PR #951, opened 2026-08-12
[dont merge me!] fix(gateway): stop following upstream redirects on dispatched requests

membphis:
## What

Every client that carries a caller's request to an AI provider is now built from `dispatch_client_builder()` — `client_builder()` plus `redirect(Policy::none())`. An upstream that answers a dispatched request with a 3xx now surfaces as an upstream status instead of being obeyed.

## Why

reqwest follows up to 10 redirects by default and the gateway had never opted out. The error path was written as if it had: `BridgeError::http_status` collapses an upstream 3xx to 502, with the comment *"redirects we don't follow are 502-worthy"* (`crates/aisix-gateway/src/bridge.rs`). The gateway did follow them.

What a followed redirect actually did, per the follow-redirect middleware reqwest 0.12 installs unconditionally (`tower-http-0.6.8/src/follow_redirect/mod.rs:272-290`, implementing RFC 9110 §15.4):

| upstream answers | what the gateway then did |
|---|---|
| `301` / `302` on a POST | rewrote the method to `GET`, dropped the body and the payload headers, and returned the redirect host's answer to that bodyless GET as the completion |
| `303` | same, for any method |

Work order ->
Search the records for the string "that" and return every line in which it occurs.

Output for this exercise ->
Every client that carries a caller's request to an AI provider is now built from `dispatch_client_builder()` — `client_builder()` plus `redirect(Policy::none())`. An upstream that answers a dispatched request with a 3xx now surfaces as an upstream status instead of being obeyed.
| `301` / `302` on a POST | rewrote the method to `GET`, dropped the body and the payload headers, and returned the redirect host's answer to that bodyless GET as the completion |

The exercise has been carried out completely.